Question

Two stationary point charges +3.00 nC and +2.00 nC are separated by a distance of 50.0 cm. An electron is released from rest at a point midway between the two charges and moves along the line connecting the two charges. What is the speed of the electron when it is 10.0 cm from the +3.00 nC charge?

Short answer

The speed of an electron when it is 10 cm away from q₁ is 6.89 x 10⁶ m/s.

Step-by-step solution

Given Data and concept

Mass of electron, m_e = 9.11 × 10^-31 kg.
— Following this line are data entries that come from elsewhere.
PR #4514, opened 2024-12-16
Change linux default network-mode to user

lilyLuLiu:
Currently, the Linux default network mode is system. But many issues happen due to different system situations. 
For most user, user network mode already satisfied their demands. And user network mode no need to deal with complex system situations. 
So after discuss, it's better to set user as default network-mode, making sure CRC works well in default.  
If the user requires more functions, they can switch to system network mode. 

@gbraad @praveenkumar @anjannath have agreed on this being needed. 
It needs to start testing early during December.
In the worst case, we can revert before the new release in January.

### DIFF
--- a/pkg/crc/network/types.go
+++ b/pkg/crc/network/types.go
@@ -2,7 +2,6 @@ package network
 
 import (
 	"fmt"
-	"runtime"
 
 	"github.com/crc-org/crc/v2/pkg/crc/logging"
 	"github.com/spf13/cast"
@@ -55,7 +54,7 @@ func parseMode(input string) (Mode, error) {
 	case string(SystemNetworkingMode), "default":
 		return SystemNetworkingMode, nil
 	default:
-		return SystemNetworkingMode, fmt.Errorf("Cannot parse mode '%s'", input)
+		return UserNetworkingMode, fmt.Errorf("Cannot parse mode '%s'", input)
 	}
 }
 func ParseMode(input string) Mode {
@@ -68,12 +67,7 @@ func ParseMode(input string) Mode {
 }
 
 func getDefaultMode() Mode {
-	switch runtime.GOOS {
-	case "linux":
-		return SystemNetworkingMode
-	default:
-		return UserNetworkingMode
-	}
+	return UserNetworkingMode
 }
 
 func ValidateMode(val interface{}) (bool, string) {
--- a/test/e2e/testsuite/testsuite.go
+++ b/test/e2e/testsuite/testsuite.go
@@ -213,7 +213,6 @@ func InitializeScenario(s *godog.ScenarioContext) {
 			}
 
 			if tag.Name == "@proxy" {
-
 				// start container with squid proxy
 				err := util.ExecuteCommand("podman run --name squid -d -p 3128:3128 quay.io/crcont/squid")
 				if err != nil {
@@ -221,13 +220,13 @@ func InitializeScenario(s *godog.ScenarioContext) {
 					os.Exit(1)
 				}
 
-				err = util.ExecuteCommand("crc config set http-proxy http://192.168.130.1:3128")
+				err = util.ExecuteCommand("crc config set http-proxy http://host.crc.testing:3128")
 				if err != nil {
 					fmt.Println(err)
 					os.Exit(1)
 				}
 
-				err = util.ExecuteCommand("crc config set https-proxy http://192.168.130.1:3128")
+				err = util.ExecuteCommand("crc config set https-proxy http://host.crc.testing:3128")
 				if err != nil {
 					fmt.Println(err)
 					os.Exit(1)
@@ -239,6 +238,20 @@ func InitializeScenario(s *godog.ScenarioContext) {
 					os.Exit(1)
 				}
 
+				err = util.ExecuteCommand("crc config set host-network-access true")
+				if err != nil {
+					fmt.Println(err)
+					os.Exit(1)
+				}
+
+			}
+
+			if tag.Name == "@system_network" {
+				err = util.ExecuteCommand("crc config set network-mode system")
+				if err != nil {
+					fmt.Println(err)
+					os.Exit(1)
+				}
 			}
 		}
 
@@ -353,6 +366,14 @@ func InitializeScenario(s *godog.ScenarioContext) {
 				}
 
 				if err := os.Unsetenv("NO_PROXY"); err != nil {
+					fmt.Println(err)
+					os.Exit(1)
+				}
+			}
+
+			if tag.Name == "@system_network" {
+				err := util.ExecuteCommand("crc config unset network-mode")
+				if err != nil {
 					fmt.Println(err)
 					os.Exit(1)
 				}
@@ -960,9 +981,6 @@ func PodmanCommandIsAvailable() error {
 		path = os.ExpandEnv(unexpandedPath)
 		csshk = filepath.Join(userHomeDir, ".crc/machines/crc/id_ed25519")
 		dh = "npipe:////./pipe/crc-podman"
-	}
-	if runtime.GOOS == "linux" {
-		ch = "ssh://core@192.168.130.11:22/run/user/1000/podman/podman.sock"
 	}
 
 	os.Setenv("PATH", path)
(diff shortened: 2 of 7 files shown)


rohanKanojia:
@lilyLuLiu : Hello, Could you please provide some context on why this change is needed?

test/e2e/testsuite/testsuite.go
```diff
@@ -961,9 +961,11 @@ func PodmanCommandIsAvailable() error {
 		csshk = filepath.Join(userHomeDir, ".crc/machines/crc/id_ed25519")
 		dh = "npipe:////./pipe/crc-podman"
 	}
+	/* change linux default to user
 	if runtime.GOOS == "linux" {
 		ch = "ssh://core@192.168.130.11:22/run/user/1000/podman/podman.sock"
 	}
+	*/
```
praveenkumar: @lilyLuLiu May be you should remove that completely instead just commenting out?

test/e2e/features/proxy.feature
```diff
@@ -1,10 +1,10 @@
-@proxy @linux
+@proxy @linux
```
praveenkumar: This change is just extra space so better to remove it.

praveenkumar:
@lilyLuLiu About integration failure I think https://github.com/crc-org/crc/blob/main/pkg/crc/network/types.go#L65 is culprit because settings only apply if we build binary for non installer, we need to change the default here also

pkg/crc/network/types.go
```diff
@@ -68,12 +67,7 @@ func ParseMode(input string) Mode {
 }
 
 func getDefaultMode() Mode {
-	switch runtime.GOOS {
-	case "linux":
-		return SystemNetworkingMode
-	default:
-		return UserNetworkingMode
-	}
+	return UserNetworkingMode
```
praveenkumar, line 70: This change should be part of first commit.

test/e2e/testsuite/testsuite.go
```diff
@@ -961,11 +977,6 @@ func PodmanCommandIsAvailable() error {
 		csshk = filepath.Join(userHomeDir, ".crc/machines/crc/id_ed25519")
 		dh = "npipe:////./pipe/crc-podman"
 	}
-	/* change linux default to user
-	if runtime.GOOS == "linux" {
-		ch = "ssh://core@192.168.130.11:22/run/user/1000/podman/podman.sock"
-	}
-	*/
```
praveenkumar: May be commenting out of this shouldn't be part of first commit and this commit remove it completely.

test/e2e/testsuite/testsuite.go
```diff
@@ -213,9 +213,8 @@ func InitializeScenario(s *godog.ScenarioContext) {
 			}
 
 			if tag.Name == "@proxy" {
-
 				// start container with squid proxy
-				err := util.ExecuteCommand("podman run --name squid -d -p 3128:3128 quay.io/crcont/squid")
+				err := util.ExecuteCommand("sudo dnf install podman -y;podman run --name squid -d -p 3128:3128 quay.io/crcont/squid")
```
praveenkumar: This commit should be merged to second one.

test/e2e/features/proxy.feature
```diff
@@ -4,7 +4,7 @@ Feature: Behind proxy test
     Check CRC use behind proxy
 
     # inherits @proxy tag from Feature
-    @cleanup
+    @cleanup @system_network
```
praveenkumar: @lilyLuLiu Does this mean to run the proxy tet on linux the network mode should be system?

test/e2e/testsuite/testsuite.go
praveenkumar: why we need to install podman now but it was not the case before?

lilyLuLiu: Previous Linux tests are on our test machines, the podman is already installed. The new added pr checks on linux-arm, machines are reserved from TF, no pre-install podman.

test/e2e/features/proxy.feature
lilyLuLiu: @praveenkumar You are right, this test case also applied to user mode. I have removed the tag.

test/e2e/testsuite/testsuite.go
```diff
@@ -213,21 +213,20 @@ func InitializeScenario(s *godog.ScenarioContext) {
...
 				if err != nil {
 					fmt.Println(err)
 					os.Exit(1)
 				}
 
-				err = util.ExecuteCommand("crc config set http-proxy http://192.168.130.1:3128")
+				err = util.ExecuteCommand("crc config set http-proxy http://127.0.0.1:8888")
```
praveenkumar: this will not work, I think this test should be same as windows/mac.

test/e2e/testsuite/testsuite.go
praveenkumar: install podman shouldn't be part of test but it should be machine provision.

test/e2e/testsuite/testsuite.go
lilyLuLiu: Change to http://host.crc.testing:3128 has we discussed.

test/e2e/testsuite/testsuite.go
lilyLuLiu: Removed this change and will add "podman installation" in GitHub action codes.

karelyatin:
Hi with latest CRC release including this commit crc not starting, is that expected?
$ cat /etc/redhat-release 
Red Hat Enterprise Linux release 9.4 (Plow)
$ crc version
CRC version: 2.47.0+457b65
OpenShift version: 4.17.14
MicroShift version: 4.17.14

$ crc config view
- cpus                                  : 24
- disk-size                             : 100
- kubeadmin-password                    : 12345678
- memory                                : 48000
- pull-secret-file                      : /home/ocp_dev/install_yamls/devsetup/pull-secret.txt
- skip-check-daemon-systemd-sockets     : true
- skip-check-daemon-systemd-unit        : true


INFO Uncompressing /home/ocp_dev/.crc/cache/crc_libvirt_4.17.14_amd64.crcbundle 
crc.qcow2:  19.43 GiB / 19.43 GiB [------------------------------------------------------------------------------------------------------------------------------------------------------------------------------------------------------------------------------------] 100.00%
oc:  158.81 MiB / 158.81 MiB [-----------------------------------------------------------------------------------------------------------------------------------------------------------------------------------------------------------------------------------------] 100.00%
+ /home/ocp_dev/bin/crc start                                     
Is 'crc daemon' running? Cannot reach daemon API: Get "http://unix/api/version": dial unix /home/ocp_dev/.crc/crc-http.sock: connect: no such file or directory
+ /home/ocp_dev/bin/crc console --credentials                     
Get "http://unix/api/webconsoleurl": dial unix /home/ocp_dev/.crc/crc-http.sock: connect: no such file or directory
++ /home/ocp_dev/bin/crc oc-env                   

With explicitly setting network mode i t works fine:-
$ crc config set network-mode system
$ crc setup
$ crc start

praveenkumar:
@karelyatin did you use `crc cleanup` before using this latest version of CRC? can you try following and see if that works?
```
$ crc delete
$ crc cleanup
$ crc setup
```

Also you need to unset following settings
```
crc config unset skip-check-daemon-systemd-sockets
crc config unset skip-check-daemon-systemd-unit
```

karlyan:
This break your own document: https://crc.dev/docs/networking/#setting-up-on-a-remote-server
It looks like in linux you change ip from 192.168.130.1 to 127.0.0.1. The haproxy can no longer bind with `bind 0.0.0.0:6443`

gbraad:
You can still use system mode.
This documented scenario using haproxy is a semi-supported use case. If you
have a fix, please let us know or otherwise switch network mode

For the document I suggest a note about switching network mode. We do not
have an automated test in place at the moment. I see this being for
advanced use, especially as network setups can greatly differ and
complicated this.

gbraad:
I filed: https://github.com/crc-org/docs/issues/26 and made a quick-fix in https://github.com/crc-org/docs/issues/25

---

```bash
$ crc config set network-mode system
```

karlyan:
Thanks for the response. 
I like the current user mode. With this new fix I don't need to install haproxy and setup all these proxy config. In our case; we have a pipelline to create crc instance on gcp vm. Later we use ssh tunnel to forward the traffic to local mac machine. With the new user network; I can remove the haproxy code. Just the doc needs to change a little bit.

gbraad:
We will update the document, but have no indication when this would happen.
So, good to hear using ssh forwards works for you.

Charge on electron, q_e = -1.60 ×10^-19 C.

Stationary charge 1, q₁ = 3.00 × 10^-9 C.

Stational charge 2, q₂ = 2.00 × 10^-9 C.

r_i = 0.250 m

r_1f = 0.100 m

r_2f = 0.400 m

The Law of energy conservation tells us that the total energy of a system is always conserved . It can not be gained or lost. It can change forms.

Determination of the speed of the electron

Initially, the charges are at the stationary position, so net initial energy is given by,

$$\begin{gathered} {\mathrm{E}}_{\mathrm{i}}={\mathrm{U}}_{\mathrm{i}}+{\mathrm{K}}_{\mathrm{i}} \\ =\frac{1}{4{\mathrm{\pi \epsilon }}_0}\left(\frac{{\mathrm{q}}_{\mathrm{e}}{\mathrm{q}}_1}{{\mathrm{r}}_{\mathrm{i}}}+\frac{{\mathrm{q}}_{\mathrm{e}}{\mathrm{q}}_2}{{\mathrm{r}}_{\mathrm{i}}}\right)+0 \\ =\frac{1}{4{\mathrm{\pi \epsilon }}_0}\left(\frac{\left(-1.6\times {10}^{-19}\right)\left(3\times {10}^{-9}\right)}{0.250}+\frac{\left(-1.6\times {10}^{-19}\right)\left(2\times {10}^{-9}\right)}{0250}\right) \\ =-2.88\times {10}^{-17}\mathrm{J} \end{gathered}$$

Finally, the charge starts moving with a velocity, so net final energy is given by,

$$\begin{gathered} E_f=U_f+K_f \\ =\frac{1}{4{\mathrm{\pi \epsilon }}_0}\left(\frac{q_e{q}_1}{r_{1f}}+\frac{q_e{q}_2}{r_{2f}}\right)+\frac{1}{2}{m}_e{v}_f^2 \\ =\frac{1}{4{\mathrm{\pi \epsilon }}_0}\left(\frac{\left(-1.6\times {10}^{-19}\right)\left(3\times {10}^{-9}\right)}{0.100}+\frac{\left(-1.6\times {10}^{-19}\right)\left(2\times {10}^{-9}\right)}{0.400}\right)+\frac{1}{2}{m}_e{v}_f^2 \\ =-5.04\times {10}^{-17}J+\frac{1}{2}{m}_e{v}_f^2 \end{gathered}$$

Here, v_f is the velocity of the electron.

By Law of conservation of energy,

$$\begin{gathered} E_i=E_f \\ {U}_i+K_i=U_f+k_f \\ -2.80\times {10}^{-17}=-5.04\times {10}^{-17}+\frac{1}{2}{m}_e{v}_f^2 \\ {v}_f=\sqrt{\frac{2\left(-2.88\times {10}^{-17}+5.04\times {10}^{-17}\right)}{9.11\times {10}^{-31}}} \\ {v}_f=6.89\times {10}^{6}m/s \end{gathered}$$

Therefore, the speed of an electron when it is 10 cm away from q₁ is 6.8910⁶ m/s.